## WHAT TO WORK ON:
Search the entries for the word "false" and pull out each line that has it.

.....

PR #32959, opened 2023-09-08
Remove/earn from wpteams

chrismccluskey:
Fixes 141-gh-automattic/gold

## Proposed changes:

* Removed the paywall feature for P2 blogs.

### Other information:

No.

## Testing instructions:

* First, let's recreate the issue. Do this by opening a new post on a P2 blog. The issue is that you can select the paywall block.
* To fix the issue and test this patch, download it to your sandbox and repeat the first step. You should no longer be able to select the paywall block.

### DIFF
--- a/projects/plugins/jetpack/changelog/remove-earn-from-wpteams
+++ b/projects/plugins/jetpack/changelog/remove-earn-from-wpteams
@@ -1,0 +1,4 @@
+Significance: patch
+Type: other
+
+Disable earn features for P2.
--- a/projects/plugins/jetpack/extensions/blocks/donations/donations.php
+++ b/projects/plugins/jetpack/extensions/blocks/donations/donations.php
@@ -21,6 +21,14 @@ const BLOCK_NAME   = 'jetpack/' . FEATURE_NAME;
  * registration if we need to.
  */
 function register_block() {
+	/*
+	 * Disable the feature on P2 blogs
+	 */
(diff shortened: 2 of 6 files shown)


jeherve:
I see we had done that for Subscriptions as well, in #31374. I wonder if it wouldn't be best to keep that logic separated, and have a compatibility file on the p2 side, where we decide where we want to unregister some blocks. This way, we would also be able to do that without making any changes in Jetpack. It would look something like this:

```php
/**
 * Get rid of blocks we do not want.
 *
 * @param array $extensions List of available extensions.
 */
add_filter(
	'jetpack_set_available_extensions',
	function ( $extensions ) {
		$extensions = array_filter(
			$extensions,
			function ( $extension ) {
				return $extension !== 'subscriptions' && $extension !== 'paywall';
			}
		);
		return $extensions;
	}
);
```

What do you think?

chrismccluskey:
> What do you think?

Hello @jeherve! I didn't see your message before I pushed 2bf4e81. I think that's a much cleaner approach. I'll refactor and use that approach instead. Thanks!

chrismccluskey:
It looks like this PR isn't needed.

millerf:
> It looks like this PR isn't needed.

~@chrismccluskey What do you mean?~

Just saw https://github.com/Automattic/gold/issues/141#issuecomment-1716705886 👍

PR #32963, opened 2023-09-10
Launchpad/navigator api endpoint

andres-blanco:
Fixes #

## Proposed changes:

This diff adds the /launchpad/navigator endpoint to fetch data for Launchpad Navigator

### Other information:

- [ ] Have you written new tests for your changes, if applicable?
- [ ] Have you checked the E2E test CI results, and verified that your changes do not break them?
- [ ] Have you tested your changes on WordPress.com, if applicable (if so, you'll see a generated comment below with a script to run)?

## Testing instructions:

* Apply this branch on your sandbox
* Make a GET request to `/sites/[YOUR_TEST_SITE]/launchpad/navigator`
* Verify the result is correct

PR #32964, opened 2023-09-10
Launchpad/update current checklist

andres-blanco:
Depends on https://github.com/Automattic/jetpack/pull/32963
## Proposed changes:

*

### Other information:

## Testing instructions:

You can test the null value behavior using this snippet in the API Console console:
```
fetch('//public-api.wordpress.com/wpcom/v2/sites/[YOUR_SITE]/launchpad/navigator', {
  method: 'POST',
  headers: {
    'Content-Type': 'application/json',
    // add other headers as required, like Authorization
  },
    credentials: 'include',
  body: JSON.stringify({
    active_checklist_slug: null
  })
})
.then(response => response.json())
.then(data => console.log(data))
.catch(error => console.log('Error:', error));
```

And hardcoding the `can_access` method to always return `true`

### DIFF
--- a/projects/packages/jetpack-mu-wpcom/src/features/launchpad/launchpad.php
+++ b/projects/packages/jetpack-mu-wpcom/src/features/launchpad/launchpad.php
@@ -719,11 +719,11 @@ function wpcom_launchpad_set_current_active_checklist( $checklist_slug ) {
 		$wpcom_launchpad_config = array();
 	}
 
-	if ( isset( $wpcom_launchpad_config['current_checklist_slug'] ) && $checklist_slug === $wpcom_launchpad_config['current_checklist_slug'] ) {
+	if ( isset( $wpcom_launchpad_config['active_checklist_slug'] ) && $checklist_slug === $wpcom_launchpad_config['active_checklist_slug'] ) {
 		return true;
 	}
 
-	$wpcom_launchpad_config['current_checklist_slug'] = $checklist_slug;
+	$wpcom_launchpad_config['active_checklist_slug'] = $checklist_slug;
 
 	return update_option( 'wpcom_launchpad_config', $wpcom_launchpad_config );
 }
--- a/projects/packages/jetpack-mu-wpcom/src/features/launchpad/launchpad.php
+++ b/projects/packages/jetpack-mu-wpcom/src/features/launchpad/launchpad.php
@@ -710,9 +710,11 @@ function wpcom_launchpad_get_active_checklist() {
 function wpcom_launchpad_set_current_active_checklist( $checklist_slug ) {
 	$wpcom_launchpad_config = get_option( 'wpcom_launchpad_config' );
 
-	$checklists = wpcom_launchpad_checklists()->get_all_task_lists();
-	if ( ! array_key_exists( $checklist_slug, $checklists ) ) {
-		return false;
+	if ( null !== $checklist_slug ) {
+		$checklists = wpcom_launchpad_checklists()->get_all_task_lists();
+		if ( ! array_key_exists( $checklist_slug, $checklists ) ) {
+			return false;
+		}
 	}
 
 	if ( ! $wpcom_launchpad_config || ! is_array( $wpcom_launchpad_config ) ) {
--- a/projects/packages/jetpack-mu-wpcom/src/features/launchpad/launchpad.php
+++ b/projects/packages/jetpack-mu-wpcom/src/features/launchpad/launchpad.php
@@ -721,11 +721,17 @@ function wpcom_launchpad_set_current_active_checklist( $checklist_slug ) {
 		$wpcom_launchpad_config = array();
 	}
 
-	if ( isset( $wpcom_launchpad_config['active_checklist_slug'] ) && $checklist_slug === $wpcom_launchpad_config['active_checklist_slug'] ) {
-		return true;
+	if ( null === $checklist_slug ) {
+		if ( ! isset( $wpcom_launchpad_config['active_checklist_slug'] ) ) {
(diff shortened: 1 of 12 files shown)


projects/packages/jetpack-mu-wpcom/src/features/launchpad/launchpad.php
```diff
@@ -680,6 +680,33 @@ function wpcom_launchpad_set_fse_next_steps_modal_hidden( $should_hide ) {
...
+ * @param string $checklist_slug The slug of the launchpad task list to mark as active.
+ * @return bool Whether the option update succeeded.
+ */
+function wpcom_launchpad_set_current_active_checklist( $checklist_slug ) {
+	$wpcom_launchpad_config = get_option( 'wpcom_launchpad_config' );
+
+	$checklists = wpcom_launchpad_checklists()->get_all_task_lists();
+	if ( ! array_key_exists( $checklist_slug, $checklists ) ) {
+		return false;
+	}
```
daledupreez: I think we should allow `$checklist_slug` to be `null`, and only run this logic if it's not null.
```suggestion
	if ( null !== $checklist_slug ) {
		$checklists = wpcom_launchpad_checklists()->get_all_task_lists();
		if ( ! array_key_exists( $checklist_slug, $checklists ) ) {
			return false;
		}
	}
```

projects/packages/jetpack-mu-wpcom/src/features/launchpad/launchpad.php
```diff
@@ -680,6 +680,33 @@ function wpcom_launchpad_set_fse_next_steps_modal_hidden( $should_hide ) {
...
+
+	if ( ! $wpcom_launchpad_config || ! is_array( $wpcom_launchpad_config ) ) {
+		$wpcom_launchpad_config = array();
+	}
+
+	if ( isset( $wpcom_launchpad_config['active_checklist_slug'] ) && $checklist_slug === $wpcom_launchpad_config['active_checklist_slug'] ) {
+		return true;
+	}
+
+	$wpcom_launchpad_config['active_checklist_slug'] = $checklist_slug;
```
daledupreez: We should handle `null` here as well.
```suggestion
	if ( null === $checklist_slug ) {
		if ( ! isset( $wpcom_launchpad_config['active_checklist_slug'] ) ) {
			return true;
		}
		unset( $wpcom_launchpad_config['active_checklist_slug'] );
	} else {
		if ( isset( $wpcom_launchpad_config['active_checklist_slug'] ) && $checklist_slug === $wpcom_launchpad_config['active_checklist_slug'] ) {
			return true;
		}
		$wpcom_launchpad_config['active_checklist_slug'] = $checklist_slug;
	}
```

projects/packages/jetpack-mu-wpcom/src/features/wpcom-endpoints/class-wpcom-rest-api-v2-endpoint-launchpad-navigator.php
```diff
@@ -37,10 +37,52 @@ public function register_routes() {
...
 					'permission_callback' => array( $this, 'can_access' ),
 				),
+				array(
+					'methods'             => WP_REST_Server::EDITABLE,
+					'callback'            => array( $this, 'update_navigator_options' ),
+					'permission_callback' => array( $this, 'can_access' ),
+					'args'                => array(
+						'active_checklist_slug' => array(
+							'description' => 'The slug of the checklist to set as active.',
+							'type'        => 'string',
```
daledupreez: As per other comments, this should allow null values.

projects/packages/jetpack-mu-wpcom/src/features/wpcom-endpoints/class-wpcom-rest-api-v2-endpoint-launchpad-navigator.php
```diff
@@ -37,10 +37,52 @@ public function register_routes() {
...
+
+	/**
+	 * Updates Launchpad navigator-related options and returns the result
+	 *
+	 * @param WP_REST_Request $request Request object.
+	 */
+	public function update_navigator_options( $request ) {
+		$input = $request->get_json_params();
+
+		if ( ! isset( $input['active_checklist_slug'] ) ) {
```
daledupreez: This should allow null, which `isset()` may skip.

daledupreez (commented):
I have some comments from code inspection.

projects/packages/jetpack-mu-wpcom/src/features/wpcom-endpoints/class-wpcom-rest-api-v2-endpoint-launchpad-navigator.php
```diff
@@ -37,10 +37,68 @@ public function register_routes() {
...
+	 * @param WP_REST_Request $request Request object.
+	 */
+	public function update_navigator_options( $request ) {
+		$updated = array();
+		$input   = $request->get_json_params();
+
+		foreach ( $input as $key => $value ) {
+			switch ( $key ) {
+				case 'active_checklist_slug':
+					$updated = wpcom_launchpad_set_current_active_checklist( $input['active_checklist_slug'] );
```
daledupreez: Should we not put this into a key/subvalue of `$updated`? I ask because the current code does two things:
1. We change the type of `$update` to be a boolean instead of an array
2. We make the `foreach` loop's behaviour a bit more complicated in cases where we have multiple `$key` values, as we could end up overwriting the type and any existing values when we move through the loop.

daledupreez (approved):
Changes look good to me!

.....

## RESPONSE TO THIS TASK:
-		return false;
+			return false;
+		return false;
			return false;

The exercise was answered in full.